- [PROBLEM DETAILS]: The records are given next. Repeat each one exactly.

- - - -

PR #298, opened 2017-11-07
UI Fixes

sadelokiki:
- Overflow on All Projects Dropdown
- Color code for In Progress job status

### DIFF
--- a/app/assets/javascripts/components/samples.jsx
+++ b/app/assets/javascripts/components/samples.jsx
@@ -61,7 +61,7 @@ class Samples extends React.Component {
   applyClass(status) {
     if(status === 'COMPLETE') {
       return 'complete';
-    } else if (status === 'UPLOADING') {
+    } else if (status === 'UPLOADING' || status === 'IN PROGRESS') {
       return 'uploading';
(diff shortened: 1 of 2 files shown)


app/assets/javascripts/components/samples.jsx
```diff
@@ -61,7 +61,7 @@ class Samples extends React.Component {
   applyClass(status) {
     if(status === 'COMPLETE') {
       return 'complete';
-    } else if (status === 'UPLOADING') {
+    } else if (status === 'UPLOADING' || status === 'IN PROGRESS') {
```
yunfangjuan: why is this uploading? 
if 'IN PROGRESS', status should just be 'IN PROGRESS' or 'RUNNING'?

sadelokiki: I think job_status_descriptions UPLOADING, IN PROGRESS, FAILED AND COMPLETE, which is what is being displayed on the samples page. Rebecca suggested we have the same colors for uploading and in progress @yunfangjuan

yunfangjuan: ok got it.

- - - -

- [EXERCISE RESPONSE]:
PR #298, opened 2017-11-07
UI Fixes

sadelokiki:
- Overflow on All Projects Dropdown
- Color code for In Progress job status

### DIFF
--- a/app/assets/javascripts/components/samples.jsx
+++ b/app/assets/javascripts/components/samples.jsx
@@ -61,7 +61,7 @@ class Samples extends React.Component {
   applyClass(status) {
     if(status === 'COMPLETE') {
       return 'complete';
-    } else if (status === 'UPLOADING') {
+    } else if (status === 'UPLOADING' || status === 'IN PROGRESS') {
       return 'uploading';
(diff shortened: 1 of 2 files shown)


app/assets/javascripts/components/samples.jsx
```diff
@@ -61,7 +61,7 @@ class Samples extends React.Component {
   applyClass(status) {
     if(status === 'COMPLETE') {
       return 'complete';
-    } else if (status === 'UPLOADING') {
+    } else if (status === 'UPLOADING' || status === 'IN PROGRESS') {
```
yunfangjuan: why is this uploading? 
if 'IN PROGRESS', status should just be 'IN PROGRESS' or 'RUNNING'?

sadelokiki: I think job_status_descriptions UPLOADING, IN PROGRESS, FAILED AND COMPLETE, which is what is being displayed on the samples page. Rebecca suggested we have the same colors for uploading and in progress @yunfangjuan

yunfangjuan: ok got it.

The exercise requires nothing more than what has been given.